I really like the unique structure you have going in this, it sounds as if you have a sonata-fugue-sonata recap form going on. The fugue is very interesting, i just wish I could make out the voices more from the midi. 

edit*

HA! that is an amazing fugue! like a breath of fresh air in an ancient form.


----------



## violadude

Igneous01 said:


> I really like the unique structure you have going in this, it sounds as if you have a sonata-fugue-sonata recap form going on. The fugue is very interesting, *i just wish I could make out the voices more from the midi.
> *
> edit*
> 
> HA! that is an amazing fugue! like a breath of fresh air in an ancient form.

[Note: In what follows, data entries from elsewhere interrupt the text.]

PR #1051, opened 2026-05-12
Coarse-to-fine vol-points curriculum for OOD vol_p

morganmcg1:
## Hypothesis

The OOD test_vol_p gap (~3×) may partly arise from the model seeing too many volume points per training sample early in training, which can cause it to overfit to the specific spatial sampling of train/val geometries. A coarse-to-fine curriculum — starting with fewer, spread-out volume points and progressively increasing — forces the model to first learn global pressure structure before fitting local details. This may improve OOD generalization by building a more geometry-agnostic volumetric pressure representation.

The `--vol-points-schedule` flag is already implemented in `train.py` (format: `"EPOCH:POINTS:EPOCH:POINTS:..."`). It has never been tested on the tay branch. The schedule below starts at 16K points (~25% of max), doubles to 32K at EP5, increases to 48K at EP10, and reaches 64K at EP15, then stays there through EP30.

## Instructions

No code changes needed. Use the SOTA PR #958 stack with the volume points curriculum:

```bash
cd target/ && python train.py \
  --vol-points-schedule "0:16384:5:32768:10:49152:15:65536" \
  --wandb_group tanjiro-vol-points-curriculum \
  [all other SOTA #958 flags unchanged]
```

**Important:** Copy the exact training command from PR #958 (run `29nohj67`) and add only `--vol-points-schedule "0:16384:5:32768:10:49152:15:65536"`. Do not change any other hyperparameter.

The schedule means:
- EP0-4: 16,384 vol points per sample
- EP5-9: 32,768 vol points per sample
- EP10-14: 49,152 vol points per sample
- EP15-30: 65,536 vol points per sample (same as default max)

**EP3 kill gate** (step ~32,592 on tay): if `val_abupt > 8.0%` OR `val_vol_p > 5.0%`, kill and report.

Note: EP3 metrics may be slightly noisier than usual since we're still at 16K vol points at that stage. If EP3 gate is marginal (val_abupt ≤ 8.5%, val_vol_p ≤ 6.0%), continue to EP6 and check again before killing.

Report EP3 metrics as a PR comment. If gate is passed, continue to EP30 and report final metrics with test metrics.

## Baseline

Current single-model SOTA — PR #958 (nezuko, vol_p aux head), W&B run `29nohj67`:
- val_abupt = **6.2868%** | test_abupt = 7.7445%
- val_vol_p = **3.9152%** | test_vol_p = 12.0063% ← primary OOD gap target
- val_surf_p = 4.1766% | test_surf_p = 3.9100%

[...]

PR #1060, opened 2026-05-12
[askeladd] Vol-loss-weight sweep (1.5, 2.0, 3.0) on corrected dataset

morganmcg1:
## Hypothesis

`--volume-loss-weight` controls how much the vol_p training loss contributes relative to the surface terms. The corrected-split SOTA (#972 SDF-sampling) uses `--volume-loss-weight 1.0` (default). With the OOD artifact resolved, the val/test vol_p gap is now ~1:1, so a moderate upweighting may directly reduce vol_p error without regressing surface metrics. Previous sweeps (#1047) used the **old dataset** (invalid); this is the first clean sweep on the corrected split.

Sweep three values: `1.5`, `2.0`, `3.0`. Run as three serial arms from the same SOTA stack.

## Instructions

Run three arms sequentially (Arm A → B → C). Each arm differs only in `--volume-loss-weight`.

**Arm A: `--volume-loss-weight 1.5`**
```bash
torchrun --standalone --nproc_per_node=8 train.py \
  --agent askeladd \
  --wandb-name askeladd/vol-loss-w1.5 \
  --wandb_group askeladd-vol-loss-weight-sweep \
  --data-root /mnt/new-pvc/Processed/drivaerml_processed_rawcanon_20260511 \
  --optimizer lion --lr 9e-5 --weight-decay 5e-4 \
  --tau-y-loss-weight 1.5 --tau-z-loss-weight 2.0 \
  --surface-loss-weight 2.0 --volume-loss-weight 1.5 \
  --ema-decay 0.999 --grad-clip-norm 0.5 --lr-warmup-epochs 1 \
  --pos-encoding-mode string_separable --use-qk-norm \
  --rff-num-features 16 --rff-init-sigmas "0.25,0.5,1.0,2.0,4.0" \
  --lr-cosine-t-max 30 --epochs 30 \
  --vol-points-schedule "0:16384:3:32768:6:49152:9:65536" \
  --no-compile-model --model-layers 5 --model-hidden-dim 512 \
  --model-heads 4 --model-slices 128 --batch-size 4 \
  --validation-every 1 \
  --train-surface-points 65536 --eval-surface-points 65536 \
  --train-volume-points 65536 --eval-volume-points 65536 \
  --use-surf-to-vol-xattn \
  --kill-thresholds "32592:val_primary/abupt_axis_mean_rel_l2_pct<=8.0,32592:val_primary/volume_pressure_rel_l2_pct<=5.0"
```

[...]

PR #1058, opened 2026-05-12
[frieren] GradNorm dynamic loss balancing on corrected dataset

morganmcg1:
## Hypothesis

GradNorm dynamically reweights the 5 task losses (surface_p, tau_x, tau_y, tau_z, vol_p) during training based on gradient norms, preventing any single task from dominating. The `ema_proxy` mode uses an exponential moving average of per-task gradient norms to estimate the ideal weighting, with `alpha=1.5` providing moderate restoring force. This should improve vol_p accuracy without degrading surface metrics.

This is the first test of GradNorm on the **corrected dataset** (`drivaerml_processed_rawcanon_20260511`). All prior GradNorm experiments used the old dataset with the case-split bug.

## Background

The corrected dataset eliminates the ~3× val→test vol_p OOD gap that was a data artifact. Current SOTA on corrected split (PR #972): val_abupt=6.126%, val_vol_p=3.798%, test_vol_p=3.643%, test_abupt=5.844%.

GradNorm is already implemented in tay train.py via `--use-gradnorm --gradnorm-mode ema_proxy --gradnorm-alpha 1.5`.

## Gate to Beat (PR #972 corrected-split SOTA)
- val_abupt < 6.126% AND val_vol_p < 3.798%
- W&B source run: `56bcqp3m`

## EP1 Gate (Epoch 5 check)
- PASS: val_abupt ≤ 7.5%
- KILL: val_abupt > 7.5% (loss divergence / GradNorm instability)

## Training Command

```bash
python train.py \
  --data-root /mnt/pvc/Processed/drivaerml_processed_rawcanon_20260511 \
  --model-layers 5 \
  --model-hidden-dim 512 \
  --model-heads 4 \
  --model-slices 128 \
  --batch-size 4 \
  --use-gradnorm \
  --gradnorm-mode ema_proxy \
  --gradnorm-alpha 1.5 \
  --wandb-group frieren-gradnorm-corrected
```

## Current Baseline Metrics (corrected dataset, PR #972)

| Metric | Val | Test |
|--------|-----|------|
| abupt | 6.126% | 5.844% |
| vol_p | 3.798% | 3.643% |
| surf_p | — | 3.577% |
| WSS | — | 6.727% |

## Instructions to Student

1. Run the training command above on the corrected dataset path.
2. Check EP1 gate at epoch 5: kill if val_abupt > 7.5%.
3. Run to completion (EP3 standard epochs).
4. Report final metrics in a PR comment with the standard SENPAI-RESULT marker.

```
[...]

PR #1057, opened 2026-05-12
[fern] Log-space vol_p loss on corrected dataset

morganmcg1:
## Hypothesis

Apply a `sign(x)*log1p(|x|)` transform to the volume-pressure channel before computing the MSE training loss. This compresses pressure outliers and reduces sensitivity to magnitude scale, potentially improving generalisation to OOD geometries.

Previous attempt (PR #1048) was on the **old dataset** with the known case-split/indexing bug. This PR re-tests the hypothesis on the **corrected dataset** to get a clean signal.

## Assignment

**Branch:** `fern/logspace-vol-p-loss` (tip SHA: `0636eb2b144daeb6f5494e370e366d9ace9a6d6e`)

**Data:** `/mnt/pvc/Processed/drivaerml_processed_rawcanon_20260511` (corrected split)

## Training Command

```bash
python train.py \
  --data-root /mnt/pvc/Processed/drivaerml_processed_rawcanon_20260511 \
  --model-layers 5 \
  --model-hidden-dim 512 \
  --model-heads 4 \
  --model-slices 128 \
  --batch-size 4 \
  --vol-p-log-space-loss \
  --wandb-group fern-logspace-vol-p-corrected
```

**Note:** `--vol-p-log-space-loss` is a store_true flag that lives on the `fern/logspace-vol-p-loss` branch only — it is NOT in the default `tay` train.py. Make sure you are on the correct branch. Eval metrics remain raw MSE in denormalized space (unchanged), so results are directly comparable to baseline.

## Current SOTA (Corrected Dataset — Gate to Beat)

| Metric | Corrected SOTA (PR #972) | Your Target |
|--------|--------------------------|-------------|
| val_abupt | 6.126% | < 6.126% |
| val_vol_p | 3.798% | < 3.798% |
| test_abupt | 5.844% | — |
| test_vol_p | 3.643% | — |
| test_surf_p | 3.577% | — |
| test_WSS | 6.727% | — |

W&B source run for SOTA: `56bcqp3m`

## EP3 Gates (Corrected Split)

| Gate | val_abupt | val_vol_p | Action |
|------|-----------|-----------|--------|
| PASS | ≤ 6.2% | ≤ 4.5% | Continue to EP3 |
| MARGINAL | ≤ 6.5% | ≤ 5.0% | Advisor review |
| KILL | > 6.5% | > 5.0% | Stop training |

## Reporting

When complete, post a comment with:

```
[...]

PR #1061, opened 2026-05-12
[tanjiro] Stochastic per-batch vol points as implicit regularizer

morganmcg1:
## Hypothesis

Stochastic per-batch vol point count acts as a lightweight implicit regularizer: by sampling a different number of volume query points each forward pass (uniformly from `[N_min, N_max]`), the model is forced to learn vol_p representations that are invariant to sampling density. This avoids overfitting to a fixed grid and may improve generalization compared to a fixed `--train-volume-points 65536`. This is a lightweight zero-schedule mechanism — no curriculum logic required, no epoch tracking, just a per-batch random draw.

This was suggested as the highest-value salvage from PR #1051 (coarse-to-fine vol-points curriculum, which was incompatible with the 270-min budget). The stochastic variant doesn't need a multi-epoch schedule and should work even at EP3.

## Instructions

You need to add a `--stochastic-vol-points` flag (or equivalent) that samples `train_volume_points ~ Uniform(N_min, N_max)` each batch, where `N_min=16384` and `N_max=65536`.

### Implementation

In `train.py`, look for where `train_volume_points` is used to construct the volume point batch (likely in the dataloader / collate / sampler). The change should be minimal:

1. Add two new CLI flags: `--vol-points-min` (default 16384) and `--vol-points-max` (default 65536).
2. Each forward pass, sample: `n_vol = random.randint(vol_points_min, vol_points_max)` and use that as the number of volume query points for that batch.
3. Keep `--eval-volume-points 65536` fixed (evaluation always uses the full count).

If a dedicated `--stochastic-vol-points` flag already exists, use it instead and adjust accordingly.

### Run command

```bash
  --agent tanjiro \
  --wandb-name tanjiro/stochastic-vol-points \
  --wandb_group tanjiro-stochastic-vol-points \
  --lr-cosine-t-max 30 --epochs 30 \
  --vol-points-min 16384 --vol-points-max 65536 \
  --no-compile-model --model-layers 5 --model-hidden-dim 512 \
  --model-heads 4 --model-slices 128 --batch-size 4 \
  --validation-every 1 \
  --eval-volume-points 65536 \
  --use-surf-to-vol-xattn \
  --kill-thresholds "32592:val_primary/abupt_axis_mean_rel_l2_pct<=8.0,32592:val_primary/volume_pressure_rel_l2_pct<=5.0"
```

> **Note:** Do NOT pass `--train-volume-points` — that would fix the count and override your stochastic sampling. Instead, use `--vol-points-min` / `--vol-points-max` (add these flags if they don't exist yet). If `train.py --help` shows a different flag for per-batch stochastic vol points, use that.

### What to check before launching

1. Run `python train.py --help | grep -i vol` to see what vol-related flags already exist.
2. If stochastic sampling already exists under a different flag name, use it and report the flag in your PR update.
3. If you need to add the flag, the change should be ≤15 lines in the dataloader/sampler code.
4. Confirm at launch: W&B should show `train_volume_points` varying between batches (or log a single value per step that confirms the random draw).

### Gate decisions

Run all 30 epochs. Post EP3 metrics as an intermediate update. If EP3 val_abupt > 9.5% or val_vol_p > 6.5%, stop and report. Otherwise continue to completion. Post terminal SENPAI-RESULT at end.

## Baseline (corrected split, PR #972 SDF-stratified)

| Metric | Corrected-split SOTA (#972) |
|--------|---------------------------|
| val_abupt | 6.126% |
| val_vol_p | 3.798% |
| test_abupt | 5.844% |
| test_vol_p | 3.643% |
| test_SP | 3.577% |
| test_WSS | 6.727% |

**Target to beat:** val_abupt < 6.126% AND val_vol_p < 3.798%

**W&B source run:** `56bcqp3m` / eval run: `zxnhtagj`
**SOTA stack flags:** `--model-layers 5 --model-hidden-dim 512 --model-heads 4 --model-slices 128 --batch-size 4`

**Prior art reference:** You suggested this mechanism yourself in PR #1051 analysis (coarse-to-fine curriculum salvage). The full 30-epoch curriculum was budget-incompatible, but per-batch stochastic sampling requires no schedule tracking and should work within the 270-min limit.

### DIFF
--- a/train.py
+++ b/train.py
@@ -130,6 +130,9 @@ class Config:
     lion_beta1: float = 0.9
     lion_beta2: float = 0.99
     vol_points_schedule: str = ""
+    vol_points_min: int = 0
+    vol_points_max: int = 0
+    vol_points_epoch_repeat: int = 1
     use_gradnorm: bool = False
     gradnorm_mode: str = "ema_proxy"
     gradnorm_alpha: float = 1.5
@@ -160,6 +163,35 @@ def parse_args(argv: Iterable[str] | None = None) -> Config:
             "epoch onwards (inclusive) until the next breakpoint. Empty "
             "string disables the curriculum and `--train-volume-points` is "
             "used unchanged. Example: '0:16384:3:32768:6:49152:9:65536'."
+        ),
+        "vol_points_min": (
+            "Lower bound for stochastic per-batch volume-point sampling "
+            "(PR #1061). When both --vol-points-min and --vol-points-max are "
+            "set (>0) with min<=max, every training batch draws "
+            "n_vol ~ Uniform[min, max] (inclusive) and subsamples the "
+            "loaded volume points down to n_vol before the forward pass. "
+            "The draw is performed on rank 0 and broadcast to all DDP ranks "
+            "so the global batch shares a single query count. The dataset "
+            "is implicitly loaded with --train-volume-points overridden to "
+            "vol_points_max so enough points are available to subsample "
+            "from. Disabled (default) when either flag is 0. Mutually "
+            "exclusive with --vol-points-schedule. Evaluation always uses "
+            "--eval-volume-points unchanged."
+        ),
+        "vol_points_max": (
+            "Upper bound for stochastic per-batch volume-point sampling "
+            "(see --vol-points-min). Both bounds inclusive."
+        ),
+        "vol_points_epoch_repeat": (
+            "Repeat factor for the train sampler (PR #1061). When >1, the "
+            "DistributedSampler is wrapped so each case is visited "
+            "vol_points_epoch_repeat times per epoch with a distinct shuffle "
+            "for each pass; combined with --vol-points-min/--vol-points-max "
+            "and train_random sampling mode, every visit draws a fresh "
+            "stochastic n_vol and a fresh random point subsample. Lets a "
+            "stochastic-vol-points run step-match a SOTA baseline whose "
+            "curriculum chunks the loader at a smaller max_volume_points. "
+            "Default 1 (no expansion)."
         ),
         "use_gradnorm": (
             "Enable GradNorm dynamic per-task loss balancing (Chen et al., "
@@ -659,6 +691,121 @@ def vol_points_for_epoch(
     return current
 
 
+def draw_stochastic_vol_points(
+    vol_points_min: int,
+    vol_points_max: int,
+    state,
+    device: torch.device,
+) -> int:
+    """Sample n_vol ~ Uniform[vol_points_min, vol_points_max] (inclusive).
+
+    Drawn on rank 0 and broadcast to every rank so the global batch shares
+    a single query count for each optimizer step (PR #1061).
+    """
+
+    n_vol_tensor = torch.empty((1,), dtype=torch.long, device=device)
+    if (not state.enabled) or state.is_main:
+        n_vol_tensor[0] = int(
+            torch.randint(vol_points_min, vol_points_max + 1, (1,)).item()
+        )
+    if state.enabled:
+        dist.broadcast(n_vol_tensor, src=0)
+    return int(n_vol_tensor.item())
+
+
+def subsample_volume_points(batch, n_vol: int, device: torch.device):
+    """Subsample the volume tensors in a SurfaceBatch down to n_vol points.
+
+    The dataset loader provides ``vol_points_max`` points per view; this
+    helper picks a random subset of ``n_vol`` indices and trims volume_x,
+    volume_y, and volume_mask. Surface tensors are untouched. The same
+    permutation is applied to every sample in the local batch (cheap; B
+    is small) which keeps the implementation simple — the volume_mask
+    still correctly marks any sample whose true valid count was below
+    ``n_vol``.
+
+    Returns the (mutated) batch and the actual n_vol used (clamped to the
+    incoming volume sequence length).
+    """
+
+    current_n = int(batch.volume_x.shape[1])
+    n_vol = max(1, min(n_vol, current_n))
+    if n_vol >= current_n:
+        return batch, current_n
+    perm = torch.randperm(current_n, device=device)[:n_vol]
+    perm = perm.sort().values
+    batch.volume_x = batch.volume_x.index_select(1, perm).contiguous()
+    batch.volume_y = batch.volume_y.index_select(1, perm).contiguous()
+    batch.volume_mask = batch.volume_mask.index_select(1, perm).contiguous()
+    return batch, n_vol
+
+
+class RepeatedDistributedSampler:
+    """Wrap a DistributedSampler to yield each case `repeat` times per epoch.
+
+    Used to step-match a stochastic-vol-points run to a curriculum baseline:
+    the SOTA stack starts the volume-points curriculum at 16384, which the
+    loader chunks finely and so gives ~10,864 steps/epoch. Stochastic
+    vol-points needs the loader chunked at vol_points_max (65536) so it can
+    subsample down, which collapses steps/epoch to ~2,720. Setting
+    repeat=4 restores parity by iterating the base sampler `repeat` times
+    per epoch with `repeat` distinct shuffle seeds. Because the dataset is
+    in train_random mode, each visit redraws random points; the per-batch
+    Uniform[min, max] draw is also fresh on every step. Net effect: same
+    case set as the baseline, ~4x the gradient updates, independent
+    stochastic vol-point views each step.
+    """
+
+    def __init__(self, base_sampler, repeat: int):
+        if not hasattr(base_sampler, "set_epoch"):
+            raise TypeError(
+                "RepeatedDistributedSampler requires a base sampler with set_epoch()"
+            )
+        if repeat < 1:
+            raise ValueError(f"repeat must be >= 1 (got {repeat})")
+        self.base_sampler = base_sampler
+        self.repeat = int(repeat)
+        self._epoch = 0
+
+    def __iter__(self):
+        for r in range(self.repeat):
+            self.base_sampler.set_epoch(self._epoch * self.repeat + r)
+            yield from iter(self.base_sampler)
+
+    def __len__(self) -> int:
+        return self.repeat * len(self.base_sampler)
+
+    def set_epoch(self, epoch: int) -> None:
+        self._epoch = int(epoch)
+
+
+def wrap_train_loader_with_repeat(
+    config: Config,
+    train_loader: DataLoader,
+    repeat: int,
+) -> DataLoader:
+    """Rebuild the train loader with a RepeatedDistributedSampler wrapper.
+
+    Only meaningful when DDP is active and the underlying sampler is a
+    DistributedSampler; otherwise returns the loader unchanged.
+    """
+
+    if repeat <= 1:
+        return train_loader
+    base_sampler = train_loader.sampler
+    if not isinstance(base_sampler, DistributedSampler):
+        return train_loader
+    wrapped = RepeatedDistributedSampler(base_sampler, repeat=repeat)
+    return DataLoader(
+        train_loader.dataset,
+        batch_size=config.batch_size,
+        shuffle=False,
+        sampler=wrapped,
+        drop_last=True,
+        **loader_kwargs(config),
+    )
+
+
 def rebuild_train_loader_with_vol_points(
     config: Config,
     old_train_loader: DataLoader,
@@ -712,6 +859,50 @@ def main(argv: Iterable[str] | None = None) -> None:
         config = parse_args(argv)
         kill_thresholds = parse_kill_thresholds(config.kill_thresholds)
         vol_points_schedule = parse_vol_points_schedule(config.vol_points_schedule)
+        stochastic_vol_points = (
+            config.vol_points_min > 0
+            and config.vol_points_max > 0
+            and config.vol_points_max >= config.vol_points_min
+        )
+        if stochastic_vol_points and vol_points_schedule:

Well if I win the competition, the prize is having a professional string quartet to play it, so you'll hear a real recording of it then.


----------



## aleazk

violadude said:


> Well if I win the competition, the prize is having a professional string quartet to play it, so you'll hear a real recording of it then.


well, good luck then!!  :wave:


----------



## violadude

aleazk said:


> well, good luck then!!  :wave:


Thanks!


----------



## Couchie

I like the fuge. Do you have sheet music?


----------



## Chrythes

I liked it. It reminds me of Shostakovich. 
But I think there are too many pauses that hurt the flow of the piece, it feels fragmented. 
It's still a pretty cool piece though!


----------



## clavichorder

I think I agree with Chythes that I was a bit off put by the fragmentation of the beginning but as it progressed and the fugue got going, I was more into it. A midi file or whatever it is probably doesn't do it justice though, so I hope the judges like it and it gets performed!


----------



## violadude

clavichorder said:


> I think I agree with Chythes that I was a bit off put by the fragmentation of the beginning but as it progressed and the fugue got going, I was more into it. A midi file or whatever it is probably doesn't do it justice though, so I hope the judges like it and it gets performed!


I agree, the pauses will sound better with real players. The thing is, I wanted to have a stark contrast at the beginning and I thought the dramatic pause would be good. It doesn't sound good on finale though.


----------



## Couchie

Are you deaf give me the ******* sheet music.


----------



## violadude

Couchie said:


> Are you deaf give me the ******* sheet music.


I was trying to figure out how to turn it into a PDF file but I can't figure it out.


----------



## Couchie

Give me the finale file and I'll do it for you.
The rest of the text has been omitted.